Every step of the process is something that can be looked at and understood without having to keep in mind something further up the chain.

This would be easier, of course, without the pernicious habit of using data frames unnecessarily.

(m <- matrix(paste0("RCAU",2019:2022),ncol = 1))
#>      [,1]      
#> [1,] "RCAU2019"
#> [2,] "RCAU2020"
#> [3,] "RCAU2021"
#> [4,] "RCAU2022"
(y = sub("RCAU","",m[,1]))
#> [1] "2019" "2020" "2021" "2022"
(d <- data.frame(primary = m, when_to = y))
#>    primary when_to
#> 1 RCAU2019    2019
#> 2 RCAU2020    2020
#> 3 RCAU2021    2021
#> 4 RCAU2022    2022

A data frame exists to accommodate a mix of variables that are character and numeric. When variables can be isolated to be all one or the other, a matrix is a much more convenient object type because it is just a regular collection of values arranged in rows and columns, addressed with m[row_number,col_number] which means that you can apply a function to everything f(m), to the specific rows and columns f(m[1:2,c(8,9)], etc. In conjunction with which() and friends selecting and filtering based on logical tests is simple.

afp · April 18, 2023, 12:26am

Wow thank you so much for that lengthy and detailed explanation, super appreciated!

afp · April 18, 2023, 12:42am

Doing some digging around this morning, I realised that if I use TRUE instead of .default in the last line of case_when then it works as I had intended. (I know that in my example I have used TRUE but I stripped my actual use-case to use as an example, and in actuality I had used .default.)

Would you know what it is that causes that change in behaviour? Is that an intentional change??

But regardless, thanks so much for the awesome response above!

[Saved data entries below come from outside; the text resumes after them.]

PR #2667, opened 2024-07-19
etmain: Reframe 1P flamethrower animations

Vorschreibung:
Comparison: https://www.youtube.com/watch?v=KlyigmoebPQ

---

Add an ATTACK1 anim that slightly pulls back the flamethrower while shooting.

Add a slower ATTACK_LASTSHOT anim that plays when out of ammo.

Adjust RAISE and DROP animations to be more smooth and less abrupt.

Fix "hover"-flame, which occurs on cg_fov values other than 90, by adding a 'fov_y' dependent offset - as a result the idle flame should now always stick to the muzzle.

### DIFF
--- a/src/cgame/cg_weapons.c
+++ b/src/cgame/cg_weapons.c
@@ -3601,6 +3601,33 @@ void CG_AddPlayerWeapon(refEntity_t *parent, playerState_t *ps, centity_t *cent)
 		CG_PositionRotatedEntityOnTag(&flash, &gun, "tag_flash");
 	}
 
+	// @XXX hardcode offset flash positions, to correct wrong official
+	// muzzle locations in some cases
+	{
+		vec3_t  forward;
+		float flash_offset = 0.0f;
+
+		switch (weaponNum) {
+			case WP_FLAMETHROWER:
+				// adjust flamethrower muzzle according to cg_fov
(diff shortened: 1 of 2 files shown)


src/cgame/cg_weapons.c
```diff
@@ -3601,6 +3601,33 @@ void CG_AddPlayerWeapon(refEntity_t *parent, playerState_t *ps, centity_t *cent)
...
+				break;
+		}
+
+      if (flash_offset != 0.0f) {
+         AxisToAngles(flash.axis, angles);
+         AngleVectors(angles, forward, NULL, NULL);
+         VectorMA(flash.origin, flash_offset, forward, flash.origin);
+      }
+	}
+
```
Aranud, line 3630: Don't do a switch. Flamethrower is certainly the only weapon where the tag_flash is miss-placed compared to all other weapons.

Aranud (changes requested):

src/cgame/cg_weapons.c
Vorschreibung: > Don't do a switch. Flamethrower is certainly the only weapon where the tag_flash is miss-placed compared to all other weapons.

I have 4 more upcoming in my stash for engi+covi rifle, but I agree that these should just be modified when I add them.

Aranud: Fine, let keep stuff like this

Aranud (approved):

PR #2670, opened 2024-07-21
cgame: Make Smoke Bomb puff direction deterministic

### LINKED ISSUE #2622: Smoke Bomb smoke is randomly rendered different for each client
Have not tested but this seems the case coming from few players. If this is true it creates inconsistency where you can see your enemy but your enemy can not see you etc. Therefore it would an issue as u would expect the smoke to be seen the same for every client looking at it.

Vorschreibung:
Instead of chosing random directions upon the creation of each Smoke sprite/puff, rely on a hashed value, derived from the server timestamp attached to the smoke bomb entity + it's current smoke puff number.

Shamelessly repurpose the unused 'teleportFlag' field of 'centity_t', to track the smoke puff number.

Fixes https://github.com/etlegacy/etlegacy/issues/2622

### DIFF
--- a/src/cgame/cg_effects.c
+++ b/src/cgame/cg_effects.c
@@ -133,7 +133,7 @@ localEntity_t *CG_SmokePuff(const vec3_t p, const vec3_t vel,
 	le->radius  = radius;
 
 	re             = &le->refEntity;
-	re->rotation   = Q_random(&seed) * 360;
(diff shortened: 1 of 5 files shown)


Vorschreibung:
Pushed new rev, reused the already existing LCG and cleaned up the naming a tad.

PR #2671, opened 2024-07-21
server: Reduce sv_{,dl_}timeout

Vorschreibung:
sv_timeout    from 60 to 10
sv_dl_timeout from 300 to 60

If a client crashes or shoots the process down, these take effect.


Vorschreibung:
10 was said to be too low, on second thought on public servers with big playercounts, being kicked for discs too early could mean losing your slot and if someone else joins in the meantime you would have to wait in queue - so kicking players too quickly is also undesired

`sv_dl_timeout` might also actually turn out to be the total amount of time allowed for a client to download a file and reducing it to 1min would also be too little

let's keep the current ones

PR #2672, opened 2024-07-21
cgame: Announce 'prepare' on warmup start

Vorschreibung:
...instead of when 10s before match start.


Vorschreibung:
New rev, shaved off a local.

Vorschreibung:
New PR, now only applies when `g_doWarmup 1`  otherwise fallback to 10s announce as previously

Issue #1389, opened 2020-03-05
Windows 64bit Support for ETL


ETLegacyTeam:
Author: @rafal1137 (RaFaL)
Date: 2020-01-10
Redmine Issue: 1389, https://dev.etlegacy.com/issues/1389

---

Let add 64bit support for Windows and there is a reason and prove for make it happen.

Whenever i do devmap some maps with our HD textures installed like goldrush, dinkershing by kemon I am starting to get errors due too some limitations.
Not sure if everyone experienced that one.

PS: And of course R2 is used.

---

Related commit(s):
818318be697f2b395d6727bb1d327a9073e586f8 - client: dirty fix for buflen bufferoverflow, refs ..
 5cad58f1d0a8d867ed4ed1afd182950ab3d0f883 - renderer2: fix compiler warning, refs 1389

u1ps:
Windows 64bit Support for ETL is here :D ?

Issue #157, opened 2020-03-05
Provide 64-bit binaries


ETLegacyTeam:
Author: @adanski (Dragonji)
Date: 2013-02-07
Redmine Issue: 157, https://dev.etlegacy.com/issues/157

---

So, what about x64 binaries?

I know there are no mods that support ET x64 but it would be nice to have x64 binaries so we can play and test around with legacy mod.

---

Related issue(s): #364
Child issue(s): #195

ETLegacyTeam:
From: @morsik (morsik)
Date: 2012-12-25T19:38:41Z

---

I hope we'll release x86_64 version with 2.70. It's working without any problem and it's easy to compile (just disable cross building - set variable in CMake)

Linux x86_64 - sure yes
Windows x86_64 - don't know. Windows 64bit is not that problem like linux, where it always says "Can't find library". Mixing bits in Windows is common, while in linux aren't. We can think about it of course, but it's not our priority.
Mac OS X x86_64 - i hope yes, but Radegast must say that while only he has OS X (-;

ETLegacyTeam:
From: @TheDushan (TheDushan)
Date: 2012-12-29T21:30:29Z

---

I will provide Win64 support and binary files for ET: Legacy. Because of that I have assigned this ticket to myself.

ETLegacyTeam:
From: @rmarquis (Spyhawk)
Date: 2013-04-12T13:28:31Z

---

ALthough I can compile in full 64bits using the system Lua librairy (5.2), it seems I'm not able to compile in 64bits with the embedded Lua 5.1 lib:

Linking C shared module legacy/qagame.mp.x86_64.so
/usr/bin/ld: libs/lua/src/liblua.a(lapi.o): relocation R_X86_64_32 against `luaO_nilobject_' can not be used when making a shared object; recompile with -fPIC
libs/lua/src/liblua.a: could not read symbols: Bad value
collect2: error: ld returned 1 exit status
make[2]: *** [legacy/qagame.mp.x86_64.so] Error 1
make[1]: *** [CMakeFiles/qagame.mp.x86_64.dir/all] Error 2
make: *** [all] Error 2

ETLegacyTeam:
From: @adanski (Dragonji)
Date: 2013-11-03T12:39:13Z

---

Just a thought... Are 64-bit bins really needed? ET will never break 4GB RAM usage limitation ;)

[...]

PR #2674, opened 2024-07-22
qcommon: fix 64-bit VM_Call/SystemCall argument expansion

Aciz:
Macro the shit out of `VM_Call` and `SystemCall` to correctly cast all arguments to `intptr_t` so we don't do undefined behavior on 64-bit platforms when passing 4-byte integers etc. to `VM_Call` and `VM_DllSyscall`.

Also fixes 64-bit Windows using incorrect path in `VM_DllSyscall` as `__x86_64__` isn't defined on Windows.

refs #1389, #157


Aciz:
`SystemCall` is now fixed too, along with `VM_DllSyscall` `#if/else` condition, which wasn't correctly setup for 64-bit Windows.

PR #2677, opened 2024-07-22
game: Tweak 'give' command

Vorschreibung:
- added `give skill none` to reset skills
- added `give hp` as an alias for `give health`
- added `give health none` to damage a player`s health to 0
- added `give weapon` as an alias for `give weapons`
- added `give weapon <number>` to give only a specific weapon instead of all
---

technocrat · April 18, 2023, 7:30am

Afraid I can't help with the follow-up question. My syntax retention is challenged and when it gets down into the weeds with tidyverse, I turn to [base}.

system · April 25, 2023, 7:31am

This topic was automatically closed 7 days after the last reply. New replies are no longer allowed.

If you have a query related to it or one of the replies, start a new topic and refer back with a link.